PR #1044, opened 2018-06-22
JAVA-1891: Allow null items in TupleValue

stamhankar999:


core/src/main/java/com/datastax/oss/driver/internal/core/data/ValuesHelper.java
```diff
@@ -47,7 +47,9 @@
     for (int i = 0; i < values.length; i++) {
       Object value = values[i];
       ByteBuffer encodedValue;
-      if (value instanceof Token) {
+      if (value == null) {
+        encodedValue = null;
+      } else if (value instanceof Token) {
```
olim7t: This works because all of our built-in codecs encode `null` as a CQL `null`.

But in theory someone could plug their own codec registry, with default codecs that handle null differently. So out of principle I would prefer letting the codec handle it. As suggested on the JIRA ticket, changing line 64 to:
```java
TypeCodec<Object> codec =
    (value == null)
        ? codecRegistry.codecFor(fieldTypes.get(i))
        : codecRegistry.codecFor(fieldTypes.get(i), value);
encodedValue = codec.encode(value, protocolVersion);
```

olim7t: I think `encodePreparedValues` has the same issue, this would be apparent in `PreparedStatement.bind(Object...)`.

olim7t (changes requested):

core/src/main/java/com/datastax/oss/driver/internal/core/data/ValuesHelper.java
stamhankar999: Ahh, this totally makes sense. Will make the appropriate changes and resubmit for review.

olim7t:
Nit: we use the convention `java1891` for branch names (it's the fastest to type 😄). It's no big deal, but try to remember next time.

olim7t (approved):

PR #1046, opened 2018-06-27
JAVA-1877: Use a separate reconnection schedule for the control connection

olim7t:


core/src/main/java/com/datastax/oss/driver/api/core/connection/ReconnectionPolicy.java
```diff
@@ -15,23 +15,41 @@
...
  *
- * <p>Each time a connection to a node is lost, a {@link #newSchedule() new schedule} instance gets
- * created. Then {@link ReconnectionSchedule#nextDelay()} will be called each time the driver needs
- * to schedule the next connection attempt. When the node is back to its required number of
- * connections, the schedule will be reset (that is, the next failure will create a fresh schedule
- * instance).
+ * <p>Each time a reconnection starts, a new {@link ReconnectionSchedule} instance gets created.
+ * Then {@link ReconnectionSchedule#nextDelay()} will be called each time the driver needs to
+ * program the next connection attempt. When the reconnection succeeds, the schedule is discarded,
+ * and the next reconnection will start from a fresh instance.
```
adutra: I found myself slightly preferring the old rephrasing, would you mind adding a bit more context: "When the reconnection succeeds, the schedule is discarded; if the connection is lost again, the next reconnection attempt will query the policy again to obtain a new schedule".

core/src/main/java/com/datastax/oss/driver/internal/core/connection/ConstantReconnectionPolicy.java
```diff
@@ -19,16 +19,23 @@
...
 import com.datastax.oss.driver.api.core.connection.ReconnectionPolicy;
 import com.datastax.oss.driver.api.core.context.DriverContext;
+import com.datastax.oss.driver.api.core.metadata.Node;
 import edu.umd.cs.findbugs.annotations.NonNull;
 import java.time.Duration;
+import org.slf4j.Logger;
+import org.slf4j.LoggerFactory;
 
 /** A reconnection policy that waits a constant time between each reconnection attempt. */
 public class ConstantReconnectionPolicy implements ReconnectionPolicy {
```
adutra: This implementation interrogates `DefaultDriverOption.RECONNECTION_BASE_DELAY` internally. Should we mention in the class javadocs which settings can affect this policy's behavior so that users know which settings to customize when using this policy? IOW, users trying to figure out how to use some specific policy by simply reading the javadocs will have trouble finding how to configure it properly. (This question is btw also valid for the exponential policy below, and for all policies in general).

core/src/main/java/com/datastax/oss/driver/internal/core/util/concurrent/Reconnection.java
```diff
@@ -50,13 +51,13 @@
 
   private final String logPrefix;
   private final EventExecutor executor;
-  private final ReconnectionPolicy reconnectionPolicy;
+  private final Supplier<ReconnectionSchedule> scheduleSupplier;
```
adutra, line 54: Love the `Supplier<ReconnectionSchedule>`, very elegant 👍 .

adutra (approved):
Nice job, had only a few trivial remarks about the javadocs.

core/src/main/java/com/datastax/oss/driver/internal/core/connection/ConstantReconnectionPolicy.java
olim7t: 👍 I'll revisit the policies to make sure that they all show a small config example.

......

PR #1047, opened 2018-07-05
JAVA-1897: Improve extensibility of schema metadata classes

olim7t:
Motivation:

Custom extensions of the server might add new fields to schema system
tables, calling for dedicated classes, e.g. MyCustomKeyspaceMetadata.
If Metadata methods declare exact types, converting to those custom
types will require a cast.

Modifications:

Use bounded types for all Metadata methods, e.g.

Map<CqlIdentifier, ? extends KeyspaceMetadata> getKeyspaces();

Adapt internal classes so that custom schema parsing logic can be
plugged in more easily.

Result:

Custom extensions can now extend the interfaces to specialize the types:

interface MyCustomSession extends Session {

......

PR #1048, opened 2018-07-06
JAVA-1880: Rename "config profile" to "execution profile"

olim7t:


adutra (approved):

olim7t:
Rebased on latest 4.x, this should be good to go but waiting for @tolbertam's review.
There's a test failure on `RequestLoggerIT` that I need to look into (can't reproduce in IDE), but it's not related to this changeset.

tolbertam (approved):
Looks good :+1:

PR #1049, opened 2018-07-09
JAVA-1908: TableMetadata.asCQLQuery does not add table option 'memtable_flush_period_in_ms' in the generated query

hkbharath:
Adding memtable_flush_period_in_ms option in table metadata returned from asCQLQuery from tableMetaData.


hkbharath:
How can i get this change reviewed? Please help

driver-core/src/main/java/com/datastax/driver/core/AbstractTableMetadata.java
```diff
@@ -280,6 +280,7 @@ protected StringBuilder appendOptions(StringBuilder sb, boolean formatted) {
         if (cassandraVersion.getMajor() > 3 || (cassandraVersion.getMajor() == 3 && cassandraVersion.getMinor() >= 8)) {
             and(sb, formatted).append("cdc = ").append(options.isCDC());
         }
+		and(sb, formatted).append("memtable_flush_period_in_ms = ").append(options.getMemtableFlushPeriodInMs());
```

......

Please give the number of lines above that contain the string "codecFor", and nothing more.

2